‘Nice guys finish last’
I have a lot to say about this statement. And yeah, I’m about to get real disrespectful. As always, I obviously do not speak for everyone or every situation.
The concept of ‘nice guys’ as used in the statement has nothing to do with niceness and everything to do with entitlement. ’Nice’ in this case isn’t associated with other admirable traits such as chivalry and honesty but rather the presentation of said traits in order to attain whichever goal intended, whether emotional commitment or sexual gratification. The ‘nice’ guy presents the character they believe the ladies in question would be attracted to because those characters meet certain standards, which may be either assumed by the ‘nice’ guy or directly communicated. The “changing yourself for a person” that you are attracted to in the hopes that they will return your affection is a disservice to both you and them. It is manipulation in this way: you use the pain of rejection as an excuse to act out and be a horrible person, completely refusing to take responsibility for the consequences of your actions simply because someone rejected you after you worked to be the person you think they’d want…let that sink in. Emotional immaturity at its finest. Hurting other people in whichever way to project your own hurt is still your fault and it is completely your responsibility to make up for. The idea that everything that goes wrong with you is everyone else’s fault but yourself is a form of victim mentality that will never allow you to move on from your hurt and heal your wounds. The power to do so comes from taking responsibility over your situation, your emotions and actions.

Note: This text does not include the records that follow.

PR #2152, opened 2019-02-22
Fix redeemed filter

mushtaqak:
Fix redeem filter to not exclude those voucher applications with user having offerassignment with assigned status.

[ENT-1569](https://openedx.atlassian.net/browse/ENT-1569)


brittneyexline (approved):

muhammad-ammar (approved):
LGTM 👍

PR #2160, opened 2019-02-27
ENT-1606 New permission -  HasDataAPIDjangoGroupAccess

irfanuddinahmad:
Description: This PR adds a new permission HasDataAPIDjangoGroupAccess which is applied on the enterprise api endpoints.


ecommerce/enterprise/clients.py
```diff
@@ -0,0 +1,101 @@
...
+from edx_rest_api_client.exceptions import HttpClientError, HttpServerError
+from rest_framework.exceptions import NotFound, ParseError
+
+from ecommerce.core.utils import get_cache_key
+
+DEFAULT_REPORTING_CACHE_TIMEOUT = 60 * 60 * 6  # 6 hours (Value is in seconds)
+LOGGER = logging.getLogger(__name__)
+
+
+class EnterpriseApiClient(EdxRestApiClient):
```
brittneyexline: I'm pretty sure we already have an api client for hitting enterprise apis: https://github.com/edx/ecommerce/blob/master/ecommerce/enterprise/api.py
you should probably add the with_access_to call to this file.

ecommerce/enterprise/clients.py
```diff
@@ -0,0 +1,101 @@
...
+            return None
+
+        return response['results'][0]
+
+    def get_with_access_to(self, user, enterprise_id):
+        """
+        Get the enterprises that this user has access to for the data api permission django group.
+        """
+        cache_key = get_cache_key(
+            resource='enterprise-customer',
```
brittneyexline: maybe 'enterprise-customer-access' would reflect the resource better?

ecommerce/extensions/api/permissions.py
```diff
@@ -43,3 +47,57 @@ class IsStaffOrModelPermissionsOrAnonReadOnly(permissions.DjangoModelPermissions
...
+class IsStaffOrEnterpriseUser(permissions.BasePermission):
+    """
+    Permission that checks to see if the request user is staff or is associated with the enterprise in the request.
+
+    NOTE: This permission check may make a request to the LMS to get the enterprise association if it is not already in
+    the session. This fetch should go away when JWT Scopes are fully implemented and the association is stored on
+    the token.
+    """
+
+    ENTERPRISE_DATA_API_GROUP = 'enterprise_data_api_access'
```
brittneyexline: seems weird that we are defining the same constant twice?

ecommerce/extensions/api/permissions.py
```diff
@@ -43,3 +47,57 @@ class IsStaffOrModelPermissionsOrAnonReadOnly(permissions.DjangoModelPermissions
     def has_permission(self, request, view):
         user = request.user
         return user.is_staff or super(IsStaffOrModelPermissionsOrAnonReadOnly, self).has_permission(request, view)
+
+
+class IsStaffOrEnterpriseUser(permissions.BasePermission):
```
brittneyexline: so, i think i may have pointed you to the wrong permission class to use in the data api code. we should be mimicking HasDataAPIDjangoGroupAccess (https://github.com/edx/edx-enterprise-data/blob/master/enterprise_data/permissions.py#L70).
staff users will also need to go through the with_access_to check.

brittneyexline (commented):
you're on the right track, but there are some things that will need to be adjusted. i'm also wondering if you are going to add the permission check to the endpoints in this PR or in a separate PR?

ecommerce/extensions/api/permissions.py
```diff
@@ -43,3 +48,35 @@ class IsStaffOrModelPermissionsOrAnonReadOnly(permissions.DjangoModelPermissions
...
+        if not enterprise_data:
+            return None
+
+        return enterprise_data
+
+    def has_permission(self, request, view):
+        """
+        Verify the user is staff or the associated enterprise matches the requested enterprise.
+        """
+        enterprise_in_url = request.parser_context.get('kwargs', {}).get('enterprise_id', '')
```
brittneyexline: not all of the urls to our views will have the enterprise_id in it - you will have to add logic to derive it from the coupon product if that is what is available instead

ecommerce/extensions/api/permissions.py
```diff
@@ -43,3 +48,35 @@ class IsStaffOrModelPermissionsOrAnonReadOnly(permissions.DjangoModelPermissions
...
+
+        permitted = self.get_enterprise_with_access_to(request.site, request.user, enterprise_in_url)
```
brittneyexline: just calling out that you are planning on relying on the cache instead of the user's session to prevent further redundant calls to the endpoint?

ecommerce/enterprise/api.py
```diff
@@ -209,3 +210,43 @@ def catalog_contains_course_runs(site, course_run_ids, enterprise_customer_uuid,
...
+    """
+    Get the enterprises that this user has access to for the data api permission django group.
+    """
+    enterprise_data_api_group = 'enterprise_data_api_access' #TODO add to settings
+    api_resource_name = 'enterprise-customer'
+    api = site.siteconfiguration.enterprise_api_client
+    endpoint = getattr(api, api_resource_name)
+
+    cache_key = get_cache_key(
+        resource=api_resource_name,
```
brittneyexline: can we add a little more detail to this cache key name to differentiate it from other calls to the enterprise-customer set of endpoints? see https://github.com/edx/ecommerce/blob/410496eee46e6b3c4b80a54ed32f12168d12e70c/ecommerce/enterprise/api.py#L185

ecommerce/enterprise/clients.py
irfanuddinahmad: api client updated.

ecommerce/enterprise/clients.py
irfanuddinahmad: Updated key

ecommerce/extensions/api/permissions.py
irfanuddinahmad: added settings value

ecommerce/extensions/api/permissions.py
irfanuddinahmad: added the new permission

ecommerce/extensions/api/permissions.py
irfanuddinahmad: added coupon based logic

ecommerce/extensions/api/permissions.py
irfanuddinahmad: Yes. This is the case with other permissions also.

ecommerce/enterprise/api.py
irfanuddinahmad: Done

ecommerce/extensions/api/permissions.py
```diff
@@ -43,3 +48,36 @@ class IsStaffOrModelPermissionsOrAnonReadOnly(permissions.DjangoModelPermissions
...
+
+    def has_permission(self, request, view):
+        """
+        Verify the user is staff or the associated enterprise matches the requested enterprise.
+        """
+        enterprise_id = request.parser_context.get('kwargs', {}).get('enterprise_id', '')
+        if not enterprise_id:
+            coupon = view.get_object()
+            enterprise_id = (
+                coupon.attr.coupon_vouchers.vouchers.first().enterprise_offer.condition.enterprise_customer_uuid)
```
brittneyexline: nit: end parentheses should be on the next line

ecommerce/enterprise/api.py
```diff
@@ -209,3 +209,38 @@ def catalog_contains_course_runs(site, course_run_ids, enterprise_customer_uuid,
...
+    except (ConnectionError, SlumberHttpBaseException, Timeout) as exc:
+        logger.warning('Unable to retrieve Enterprise Customer with_access_to details for user %s: %r',
+                       user.username, exc)
+        return None
+    if response.get('results', None) is None or response['count'] == 0:
+        logger.warning('Unable to process Enterprise Customer with_access_to details for user %s, enterprise %s:'
+                       ' No Results Found', user.username, enterprise_id)
+        return None
+
+    TieredCache.set_all_tiers(cache_key, response['results'][0], settings.ENTERPRISE_API_CACHE_TIMEOUT)
```
brittneyexline, line 247: this setting is 300s, which is only 5 min. i don't have a very strong feeling about this, but i think this points towards using the user session as a better point of storing this data to avoid an api call. since we'll be ripping this out at some point soon, i don't think you need to change it, unless the number of calls to this endpoint become problematic before the other authz stuff is ready.

brittneyexline (approved):

ecommerce/extensions/api/v2/views/enterprise.py
```diff
@@ -71,6 +72,7 @@ def get(self, request):
 
 class EnterpriseCouponViewSet(CouponViewSet):
     """ Coupon resource. """
+    permission_classes = (IsAuthenticated, HasDataAPIDjangoGroupAccess,)
```
brittneyexline: we need to separate the code management endpoints into their own view set class so that we don't apply this permission check to the endpoints used by the coupon admin pages.

brittneyexline (changes requested):
we'll need to adjust how the permission_class gets applied by moving the code management endpoints into their own viewset. also, it appears that you are also just below the coverage threshold

ecommerce/extensions/api/permissions.py
irfanuddinahmad: Changed the method for getting the enterprise_id

ecommerce/enterprise/api.py
irfanuddinahmad: Noted.

ecommerce/extensions/api/v2/views/enterprise.py
irfanuddinahmad: I have added the permission in the detail_route decorator. Please review.

brittneyexline (approved):

PR #2163, opened 2019-03-04
EG-60 EG-61 Run make upgrade

crice100:
Running _make upgrade_ without unpinning anything results in enough changes that I thought it might be good to make a PR with just those changes, before unpinning (or upgrading the pin on) _django-oscar_.

Upgrading _django-oscar_ will follow in a later PR.

Edit:
@cpennington pointed out that _oauthlib_ gets a major version bump in this PR (from 2.1.0 to 3.0.1). The release notes for 3.0.0 mention some breaking changes:

```
OAuth2.0 Provider - API/Breaking Changes

Add "request" to confirm_redirect_uri #504
confirm_redirect_uri/get_default_redirect_uri has a bit changed #445
invalid_client is now a FatalError #606
Changed errors status code from 401 to 400:
invalid_grant: #264
invalid_scope: #620
access_denied/unauthorized_client/consent_required/login_required #623
401 must have WWW-Authenticate HTTP Header set. #623
```
https://github.com/oauthlib/oauthlib/releases 

_pyopenssl_ also gets a major version bump (from 18.0.0 to 19.0.0). Its breaking changes are:

```
Backward-incompatible changes:
X509Store.add_cert no longer raises an error if you add a duplicate cert. #787
```
https://pyopenssl.org/en/stable/changelog.html

### DIFF
--- a/requirements/base.txt
+++ b/requirements/base.txt
@@ -14,17 +14,17 @@ billiard==3.3.0.23        # via celery
 cached-property==1.5.1    # via zeep
 celery==3.1.26.post2      # via edx-ecommerce-worker
 certifi==2018.11.29       # via requests
-cffi==1.11.5              # via cryptography
+cffi==1.12.2              # via cryptography
 chardet==3.0.4            # via requests
 coreapi==2.3.3
 coreschema==0.0.4         # via coreapi
-cryptography==2.4.2       # via pyopenssl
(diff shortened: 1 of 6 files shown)


cpennington:
It looks like we use `login_required` and `consent_required` in the codebase, but at first glance a change to a 400 instead of a 401 seems ok.

cpennington (approved):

Blaming the lady for ‘making you how you are now’ which is quite honestly a brute with an addiction and a rotation of women they’re playing to help ebb the blow their ego suffered when rejected, isn’t at all impressive. I can assure you no one feels sorry for you. Heal and be a better person, we all go through stuff.
There are a lot of red flags in this situation but for the sake of the colorblind, I’ll go ahead and point them out. Major insecurity portrayed by the lack of confidence in who you are as a person and questioning of your worth and desirability, which of course allows you to comfortably assume a different character that you believe would have a better chance if any at all. Dishonesty, which is blatant in this scenario, the portraying yourself as a person you aren’t, which is revealed when your mission is aborted. The struggle with self-identify which is why your values and who you are “change” depending on who rejects or accepts you. The fragile masculinity when you insult the lady to break down her confidence so you feel better about yourself after your ego took a hit. You have no direction and you know the only people that would be led by you are those you’ve convinced are more lost than you are. If she doesn’t want you, leave her alone and stop trying to guilt trip her with how hurt you’ll be when she rejects you into giving in to something you already know she doesn’t want.
The ‘nice’ guy ain’t even all that nice. He just measures himself to the extremely low bar and thinks anything slightly above that or what looks a little better in comparison to a ‘completely bad’ guy is transactional for whatever their goal is. Example: John is an average guy that disrespects women. Tom is a ‘nice’ guy that will disrespect you once you reject his advances. John will dog you out, Tom might just take you on a date first before he dogs you out. He will dog you out though, make no mistake.
I am well aware of the bias men grow up raised in revolving around emotions and how they are a sign of weakness which leads to intolerance to them and severe stunting in that department in some cases. The neglect on teaching how to handle and work through them plays a big part in the lack of emotional experience and capacity. Same actually goes for women, we’re honestly just allowed to cry about stuff. When it comes to emotional intelligence we all have to learn by ourselves unfortunately.
On the same note, rejection isn’t a defining factor of your worth in any way. That also means someone rejecting you doesn’t necessarily mean they don’t see your worth and all you have to offer, or that they’re shallow and missing out. You are a prize….just not theirs….and that’s okay. They could just not be looking for what you’re offering, or simply not attracted to you. Some of you actually only have ‘nice’ to offer honestly. Nice just means ‘not bad’ which sounds pretty uninteresting. Develop definite real qualities, that way you can stop hiding behind nice, which is literally the bare minimum.